在我们眼里,雄海豹的生存其实是没有意义的,繁殖也是没有意义的,只是无谓地延续了它敝帚自珍的基因。没名没姓,也没暂住证和第二代身份证,甚至国籍档案与政.治面貌也没有,说实在的,一眼望去,芸芸众豹,你根本分不清谁是低端哪个高端。而人类不需要人脸识别系统,也不需要像电视剧《斯巴达克斯.血与沙》中的奴隶那样,皮肉上烙有某主人所有的徽印,人家也知道你是何许人也。

除了一身脂肪,一双圆溜溜的眼睛,以及嘴唇边的些许触须,雄海豹身无长物,更不用说银行卡与房产证了。它们随波逐流于广袤的海洋里,与冰山为伴,以鱼儿为食,无聊时相互嬉戏,倒霉时被大白鲨一口吞了。它们可没有海狗那么幸运,大白鲨对海狗网开一面,可能因为体格小,还不够填它的牙齿缝。雄海豹就这样自生自灭,或葬身鱼腹,或平庸地度过每一天。

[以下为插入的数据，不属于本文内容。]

PR #2899, opened 2023-08-04
Make unit tests compatible with cookiecutter 2.3.0

deepyaman:
## Checklist

### DIFF
--- a/pyproject.toml
+++ b/pyproject.toml
@@ -17,7 +17,7 @@ dependencies = [
     "build",
     "cachetools~=5.3",
     "click<9.0",
-    "cookiecutter>=2.1.1, <3.0",
+    "cookiecutter>=2.3.0, <3.0",
     "dynaconf>=3.1.2, <4.0",
     "fsspec>=2021.4, <2024.1",  # Upper bound set arbitrarily, to be reassessed in early 2024
     "gitpython~=3.0",


pyproject.toml
```diff
@@ -17,7 +17,7 @@ dependencies = [
     "build",
     "cachetools~=5.3",
     "click<9.0",
-    "cookiecutter>=2.1.1, <3.0",
+    "cookiecutter>=2.3.0, <3.0",
```
deepyaman, line 20: I will undo this; this is just to force CI to pick up latest cookiecutter.

noklam: Seems all tests pass. Is there anything failing?

deepyaman: I thought it would fail (since have something extremely similar in a private project that's failing), but it seems to pass. Maybe the difference is that Kedro uses Click, while we use Typer. :shrug:

FWIW what fixes our issue is adding a `""` to the end of the list in https://github.com/kedro-org/kedro/blob/0.18.12/tests/framework/cli/test_starters.py#L48:

```python
    return "\n".join([project_name, repo_name, python_package, ""])
```

That way, you get a new line after the last one, too.

Not sure what caused the changed behavior in cookecutter 2.3.0, but I'd imagine it has to do with the switch to Rich prompts.

PR #702, opened 2017-08-19
fix encoding issues in urwid and curses

### LINKED ISSUE #701: bpython-urwid on python 2 can't format tracebacks that contain non-ASCII characters
Steps to reproduce:

1. `pip install bpython-urwid`
1. run `bpython-urwid`
1. paste `é`
1. hit enter

expected result:

A traceback about é, then another Python prompt.

Actual result:

```
  File "./Library/Python/2.7/bin/bpython-urwid", line 11, in <module>
    sys.exit(main())
  File ".../bpython/urwid.py", line 1317, in main
    myrepl.main_loop.screen.run_wrapper(run_with_screen_before_mainloop)
  File ".../urwid/display_common.py", line 764, in run_wrapper
    return fn()
  File ".../bpython/urwid.py", line 1268, in run_with_screen_before_mainloop
    myrepl.main_loop.run()
  File ".../urwid/main_loop.py", line 278, in run
    self._run()
  File ".../urwid/main_loop.py", line 376, in _run
    self.event_loop.run()
  File ".../urwid/main_loop.py", line 682, in run
    self._loop()
  File ".../urwid/main_loop.py", line 719, in _loop
    self._watch_files[fd]()
  File ".../urwid/raw_display.py", line 393, in <lambda>
    event_loop, callback, self.get_available_raw_input())
  File ".../urwid/raw_display.py", line 493, in parse_input
    callback(processed, processed_codes)
  File ".../urwid/main_loop.py", line 403, in _update
    self.process_input(keys)
  File ".../urwid/main_loop.py", line 509, in process_input
    something_handled |= bool(self.unhandled_input(k))
  File ".../urwid/main_loop.py", line 555, in unhandled_input
    return self._unhandled_input(input)
  File ".../bpython/urwid.py", line 1039, in handle_input
    self.stdout_hist += inp.encode(locale.getpreferredencoding())
UnicodeDecodeError: 'ascii' codec can't decode byte 0xc3 in position 0: ordinal not in range(128)
```

and the interpreter exits.

thomasballinger:
fixes #701 

Make it clear with comments that self.stdout_hist is bytes in Python 2, unicode in Python 3. Blech, would be nice to fix that to be unicode everywhere.

To debug I made self.stdout_hist a type-checking property, maybe this is worth doing for real? Also maybe static typechecking would be nice? But this PR just fixes this bug.

### DIFF
--- a/bpython/cli.py
+++ b/bpython/cli.py
@@ -330,7 +330,7 @@ class CLIRepl(repl.Repl):
         repl.Repl.__init__(self, interp, config)
         self.interp.writetb = self.writetb
         self.scr = scr
-        self.stdout_hist = ''
+        self.stdout_hist = ''  # str (bytes in Py2, unicode in Py3)
         self.list_win = newwin(get_colpair(config, 'background'), 1, 1, 1, 1)
         self.cpos = 0
         self.do_exit = False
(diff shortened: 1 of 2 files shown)


glyph:
"bytes on python 2, unicode in python 3" is more easily referred to as "native str" :)

sebastinas:
Would be good to have test case so that we don't break that again in the future..

PR #709, opened 2017-10-10
Add Python3 classifier

Siecje:
Motivated by caniusepython3[0] reporting bpython doesn't support Python3.

```shell
$ caniusepython3 --projects bpython
```

0: https://pypi.python.org/pypi/caniusepython3


sebastinas:
If we start adding classifiers, we should also add those for Python 2.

只有到了繁殖季节,雄海豹被荷尔蒙压迫,才不忘初心,牢记使命,显出它的男儿本色。它们一窝蜂地游向海岸,寻找岩礁海滩之类的栖息地,以完成繁殖前的筹备。此时此刻,地盘是最重要的,就像人类有了房子不愁娶不到老婆。

雌海豹也仿佛接受了谁的召唤,随后尾随而至。待到达海岸,所有能立足的土地都已被雄海豹占据。它们划分地盘,占石为王,雌海豹除了自荐枕席,根本不可能另立门户,入赘个男宠,因此一踏上岸,就自动成为该地盘主人的妻妾。

需要说明的是,有的雄海豹由于地理位置优越,比如凸出的岩石可以遮阳,下面刚巧还有大水塘,因此它的妻妾明显比邻居多好多。这种状况跟有钱人觅个小蜜不费难一样。

整个繁殖期间,地主日理万机,劳心劳力。它知道情敌们虎视眈眈,没有强大的防卫力量,地盘与成群的妻妾都将毁于一旦。而妻妾们缺乏绝对的忠诚,不,简直都是些墙头草,国难当头,老公陷于险境时,均袖手旁观,不顾它的生死。只要老公失败,她们就像孔府那样投靠新的统治者。她们只对强者臣服,对失败者一无顾惜之情。

雄海豹了解这些朝秦暮楚之辈,所以它从不要求她们宣誓效忠,也不听海枯石烂从一而终的谰言,它只管耕耘不问收获,对妻妾分娩时的阵痛,以及日后的去向,也不问不闻,当然更不会付分居的生活费了。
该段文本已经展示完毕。